For the records below, report how many lines include the word "refactor". Only the number should appear.

---------- Information provided

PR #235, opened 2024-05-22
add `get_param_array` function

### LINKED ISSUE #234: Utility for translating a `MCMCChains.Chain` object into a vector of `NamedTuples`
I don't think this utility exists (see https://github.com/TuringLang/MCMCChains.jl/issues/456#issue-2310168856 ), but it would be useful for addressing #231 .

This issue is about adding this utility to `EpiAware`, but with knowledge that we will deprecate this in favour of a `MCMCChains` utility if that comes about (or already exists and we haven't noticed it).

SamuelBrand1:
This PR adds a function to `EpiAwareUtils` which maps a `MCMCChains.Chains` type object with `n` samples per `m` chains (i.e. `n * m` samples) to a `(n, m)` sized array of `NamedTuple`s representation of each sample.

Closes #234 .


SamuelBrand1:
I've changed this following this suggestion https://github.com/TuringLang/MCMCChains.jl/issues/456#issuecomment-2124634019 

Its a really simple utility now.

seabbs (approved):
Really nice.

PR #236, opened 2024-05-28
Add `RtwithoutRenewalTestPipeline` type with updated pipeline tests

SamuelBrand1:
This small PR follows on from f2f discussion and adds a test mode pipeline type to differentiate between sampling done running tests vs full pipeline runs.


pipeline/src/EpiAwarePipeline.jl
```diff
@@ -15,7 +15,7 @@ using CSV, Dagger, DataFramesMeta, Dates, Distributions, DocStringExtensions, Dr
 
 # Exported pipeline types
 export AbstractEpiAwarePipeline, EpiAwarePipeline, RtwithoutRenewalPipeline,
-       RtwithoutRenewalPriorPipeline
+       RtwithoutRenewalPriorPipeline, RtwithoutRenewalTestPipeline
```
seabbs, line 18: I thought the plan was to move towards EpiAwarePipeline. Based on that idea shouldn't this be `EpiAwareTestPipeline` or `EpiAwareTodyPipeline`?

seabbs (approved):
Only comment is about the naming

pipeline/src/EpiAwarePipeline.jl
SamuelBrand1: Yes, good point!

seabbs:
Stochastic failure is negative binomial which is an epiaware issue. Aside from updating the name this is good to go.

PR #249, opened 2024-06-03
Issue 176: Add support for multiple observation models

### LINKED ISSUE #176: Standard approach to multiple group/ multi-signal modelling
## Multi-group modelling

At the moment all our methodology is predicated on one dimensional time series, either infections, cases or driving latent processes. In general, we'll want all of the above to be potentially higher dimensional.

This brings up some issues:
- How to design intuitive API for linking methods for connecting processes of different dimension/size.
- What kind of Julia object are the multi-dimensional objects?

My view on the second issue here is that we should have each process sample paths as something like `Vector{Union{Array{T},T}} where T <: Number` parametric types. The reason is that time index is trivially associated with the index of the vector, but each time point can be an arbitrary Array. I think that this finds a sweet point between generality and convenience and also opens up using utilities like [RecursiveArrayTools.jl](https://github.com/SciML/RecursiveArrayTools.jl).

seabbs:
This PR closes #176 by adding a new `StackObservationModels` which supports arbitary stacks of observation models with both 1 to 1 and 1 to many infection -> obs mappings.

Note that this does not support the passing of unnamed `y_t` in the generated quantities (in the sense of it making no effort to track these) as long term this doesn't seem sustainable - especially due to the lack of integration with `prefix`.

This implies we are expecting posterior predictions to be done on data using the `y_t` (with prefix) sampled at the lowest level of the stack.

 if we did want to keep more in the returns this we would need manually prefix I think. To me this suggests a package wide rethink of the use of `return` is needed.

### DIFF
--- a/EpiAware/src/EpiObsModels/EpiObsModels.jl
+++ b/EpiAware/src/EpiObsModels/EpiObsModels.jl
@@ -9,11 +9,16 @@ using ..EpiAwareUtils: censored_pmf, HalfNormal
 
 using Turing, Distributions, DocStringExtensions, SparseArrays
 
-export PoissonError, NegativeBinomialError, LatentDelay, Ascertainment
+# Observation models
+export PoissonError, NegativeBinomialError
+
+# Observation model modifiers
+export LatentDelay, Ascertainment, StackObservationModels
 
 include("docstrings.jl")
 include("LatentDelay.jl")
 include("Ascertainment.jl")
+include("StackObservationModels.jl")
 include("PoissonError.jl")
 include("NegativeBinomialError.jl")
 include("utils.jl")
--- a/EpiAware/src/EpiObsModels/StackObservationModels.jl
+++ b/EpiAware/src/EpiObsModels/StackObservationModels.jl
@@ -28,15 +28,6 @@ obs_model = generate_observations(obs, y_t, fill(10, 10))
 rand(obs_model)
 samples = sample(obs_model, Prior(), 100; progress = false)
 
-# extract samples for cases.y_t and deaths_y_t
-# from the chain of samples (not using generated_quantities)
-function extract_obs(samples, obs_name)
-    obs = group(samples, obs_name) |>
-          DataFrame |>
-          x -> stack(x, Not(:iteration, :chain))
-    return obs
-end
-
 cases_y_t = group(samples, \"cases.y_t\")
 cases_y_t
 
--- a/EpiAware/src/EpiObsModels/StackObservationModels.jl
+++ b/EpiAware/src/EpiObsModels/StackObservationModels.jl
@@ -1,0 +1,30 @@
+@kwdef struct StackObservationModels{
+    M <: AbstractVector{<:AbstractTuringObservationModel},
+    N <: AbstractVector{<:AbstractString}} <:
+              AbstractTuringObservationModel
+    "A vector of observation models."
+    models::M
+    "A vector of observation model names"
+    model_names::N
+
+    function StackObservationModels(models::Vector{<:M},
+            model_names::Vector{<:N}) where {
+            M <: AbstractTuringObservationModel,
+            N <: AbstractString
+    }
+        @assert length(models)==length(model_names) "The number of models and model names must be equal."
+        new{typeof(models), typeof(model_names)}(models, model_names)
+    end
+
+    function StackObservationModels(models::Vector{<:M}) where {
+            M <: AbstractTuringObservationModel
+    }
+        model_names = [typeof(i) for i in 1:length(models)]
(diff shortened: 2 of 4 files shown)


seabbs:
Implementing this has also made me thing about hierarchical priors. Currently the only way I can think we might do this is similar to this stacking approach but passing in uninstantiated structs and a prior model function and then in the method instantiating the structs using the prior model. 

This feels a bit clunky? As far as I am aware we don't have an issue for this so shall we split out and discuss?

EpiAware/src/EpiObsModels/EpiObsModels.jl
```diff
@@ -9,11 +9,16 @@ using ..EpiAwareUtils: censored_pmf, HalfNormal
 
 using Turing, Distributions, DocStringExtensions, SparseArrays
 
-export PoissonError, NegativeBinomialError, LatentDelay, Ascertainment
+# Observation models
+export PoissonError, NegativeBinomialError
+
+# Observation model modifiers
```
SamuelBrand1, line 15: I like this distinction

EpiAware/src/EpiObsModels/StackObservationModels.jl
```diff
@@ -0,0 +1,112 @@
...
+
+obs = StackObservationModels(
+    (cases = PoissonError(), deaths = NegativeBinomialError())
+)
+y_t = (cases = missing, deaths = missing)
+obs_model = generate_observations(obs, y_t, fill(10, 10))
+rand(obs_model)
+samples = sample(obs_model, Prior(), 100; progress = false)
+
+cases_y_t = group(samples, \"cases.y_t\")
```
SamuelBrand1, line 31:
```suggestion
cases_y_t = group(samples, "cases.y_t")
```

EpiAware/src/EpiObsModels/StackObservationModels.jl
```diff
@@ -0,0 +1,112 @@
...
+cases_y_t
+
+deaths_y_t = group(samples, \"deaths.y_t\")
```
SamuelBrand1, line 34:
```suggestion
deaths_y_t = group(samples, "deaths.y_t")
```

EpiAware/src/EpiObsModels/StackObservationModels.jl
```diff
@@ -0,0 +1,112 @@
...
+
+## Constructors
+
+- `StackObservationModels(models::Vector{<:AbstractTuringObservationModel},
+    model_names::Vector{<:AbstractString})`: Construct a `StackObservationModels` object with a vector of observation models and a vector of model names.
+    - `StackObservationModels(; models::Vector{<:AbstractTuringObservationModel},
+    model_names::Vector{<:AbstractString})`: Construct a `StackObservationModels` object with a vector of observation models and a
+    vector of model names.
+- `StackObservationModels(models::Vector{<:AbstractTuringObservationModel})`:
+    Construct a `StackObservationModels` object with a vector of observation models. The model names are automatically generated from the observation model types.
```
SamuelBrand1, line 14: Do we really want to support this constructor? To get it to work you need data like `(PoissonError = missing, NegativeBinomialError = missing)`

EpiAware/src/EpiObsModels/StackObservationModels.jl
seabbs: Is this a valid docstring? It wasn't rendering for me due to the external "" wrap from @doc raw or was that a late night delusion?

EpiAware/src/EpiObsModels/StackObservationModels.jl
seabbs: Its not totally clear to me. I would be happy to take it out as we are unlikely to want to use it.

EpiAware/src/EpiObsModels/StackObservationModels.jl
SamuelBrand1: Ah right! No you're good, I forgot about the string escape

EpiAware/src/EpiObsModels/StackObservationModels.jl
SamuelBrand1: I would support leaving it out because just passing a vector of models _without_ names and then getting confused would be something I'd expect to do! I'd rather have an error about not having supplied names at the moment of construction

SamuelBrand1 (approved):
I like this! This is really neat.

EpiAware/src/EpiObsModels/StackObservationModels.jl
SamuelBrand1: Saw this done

--------------------
---------- Information provided

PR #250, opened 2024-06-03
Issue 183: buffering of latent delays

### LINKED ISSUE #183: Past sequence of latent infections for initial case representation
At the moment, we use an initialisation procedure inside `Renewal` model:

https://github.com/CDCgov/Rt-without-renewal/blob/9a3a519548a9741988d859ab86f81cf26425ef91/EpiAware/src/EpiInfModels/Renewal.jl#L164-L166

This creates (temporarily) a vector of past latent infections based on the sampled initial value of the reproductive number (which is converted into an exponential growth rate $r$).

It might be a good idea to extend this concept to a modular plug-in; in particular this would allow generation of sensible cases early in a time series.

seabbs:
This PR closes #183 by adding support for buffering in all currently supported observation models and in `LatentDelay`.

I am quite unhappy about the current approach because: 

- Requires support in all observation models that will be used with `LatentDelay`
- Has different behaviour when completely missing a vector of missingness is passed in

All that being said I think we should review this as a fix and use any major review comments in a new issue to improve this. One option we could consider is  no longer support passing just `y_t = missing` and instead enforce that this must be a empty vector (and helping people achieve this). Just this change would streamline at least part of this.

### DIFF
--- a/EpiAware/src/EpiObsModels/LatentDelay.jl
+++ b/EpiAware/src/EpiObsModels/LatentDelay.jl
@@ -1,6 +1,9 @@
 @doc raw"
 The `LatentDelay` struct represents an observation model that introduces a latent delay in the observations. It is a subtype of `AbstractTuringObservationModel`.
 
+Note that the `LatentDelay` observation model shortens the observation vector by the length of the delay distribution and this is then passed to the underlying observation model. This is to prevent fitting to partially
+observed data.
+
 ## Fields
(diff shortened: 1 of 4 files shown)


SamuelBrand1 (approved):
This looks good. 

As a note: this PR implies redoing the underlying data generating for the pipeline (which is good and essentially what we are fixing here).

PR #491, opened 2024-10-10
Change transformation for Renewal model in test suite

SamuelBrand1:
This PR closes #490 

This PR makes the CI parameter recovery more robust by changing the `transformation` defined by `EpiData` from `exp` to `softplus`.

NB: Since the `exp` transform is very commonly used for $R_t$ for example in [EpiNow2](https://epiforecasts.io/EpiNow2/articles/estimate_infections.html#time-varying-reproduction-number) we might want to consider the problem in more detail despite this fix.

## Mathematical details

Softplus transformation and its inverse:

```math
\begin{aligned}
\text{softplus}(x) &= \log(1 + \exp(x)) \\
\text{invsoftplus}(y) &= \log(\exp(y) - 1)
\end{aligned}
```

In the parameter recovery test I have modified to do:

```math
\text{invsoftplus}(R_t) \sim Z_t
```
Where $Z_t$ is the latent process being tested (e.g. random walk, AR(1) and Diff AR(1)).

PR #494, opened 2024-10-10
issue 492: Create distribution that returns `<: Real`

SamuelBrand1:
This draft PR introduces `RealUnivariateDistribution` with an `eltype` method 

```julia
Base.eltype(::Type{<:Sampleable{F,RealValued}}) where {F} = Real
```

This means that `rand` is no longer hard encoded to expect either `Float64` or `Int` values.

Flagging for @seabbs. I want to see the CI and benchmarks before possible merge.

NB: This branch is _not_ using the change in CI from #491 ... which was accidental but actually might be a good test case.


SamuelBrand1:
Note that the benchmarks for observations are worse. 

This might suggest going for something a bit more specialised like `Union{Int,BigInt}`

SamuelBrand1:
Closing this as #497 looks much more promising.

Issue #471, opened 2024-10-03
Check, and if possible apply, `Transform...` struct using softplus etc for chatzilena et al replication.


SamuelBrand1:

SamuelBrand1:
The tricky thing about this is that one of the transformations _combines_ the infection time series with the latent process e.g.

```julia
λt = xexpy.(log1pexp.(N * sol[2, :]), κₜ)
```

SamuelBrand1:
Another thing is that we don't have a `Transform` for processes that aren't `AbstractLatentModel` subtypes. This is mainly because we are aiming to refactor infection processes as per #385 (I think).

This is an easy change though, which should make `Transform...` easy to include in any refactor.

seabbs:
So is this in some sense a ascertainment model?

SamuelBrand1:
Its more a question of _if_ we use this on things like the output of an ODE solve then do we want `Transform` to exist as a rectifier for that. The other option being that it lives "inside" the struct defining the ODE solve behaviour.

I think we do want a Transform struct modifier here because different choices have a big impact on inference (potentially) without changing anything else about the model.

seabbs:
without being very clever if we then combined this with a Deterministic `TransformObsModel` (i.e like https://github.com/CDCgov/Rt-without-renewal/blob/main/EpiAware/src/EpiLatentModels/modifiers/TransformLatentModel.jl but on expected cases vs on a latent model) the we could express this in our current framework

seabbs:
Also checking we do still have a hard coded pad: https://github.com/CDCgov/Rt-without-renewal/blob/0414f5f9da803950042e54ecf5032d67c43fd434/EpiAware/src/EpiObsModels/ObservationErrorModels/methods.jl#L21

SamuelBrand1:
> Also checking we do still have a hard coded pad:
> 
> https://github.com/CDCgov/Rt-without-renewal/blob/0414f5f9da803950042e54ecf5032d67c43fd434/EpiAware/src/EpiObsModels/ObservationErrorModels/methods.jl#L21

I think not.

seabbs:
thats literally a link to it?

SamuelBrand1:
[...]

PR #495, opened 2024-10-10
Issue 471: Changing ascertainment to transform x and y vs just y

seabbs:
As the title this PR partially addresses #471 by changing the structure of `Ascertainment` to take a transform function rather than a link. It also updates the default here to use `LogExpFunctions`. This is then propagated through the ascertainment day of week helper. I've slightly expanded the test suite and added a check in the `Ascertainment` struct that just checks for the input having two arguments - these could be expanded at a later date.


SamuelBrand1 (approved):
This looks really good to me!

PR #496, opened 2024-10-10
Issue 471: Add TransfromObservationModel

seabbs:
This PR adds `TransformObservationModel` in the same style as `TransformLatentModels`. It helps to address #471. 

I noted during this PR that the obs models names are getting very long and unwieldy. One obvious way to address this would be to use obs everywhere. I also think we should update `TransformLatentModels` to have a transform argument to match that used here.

--------------------

### Result for this task:
2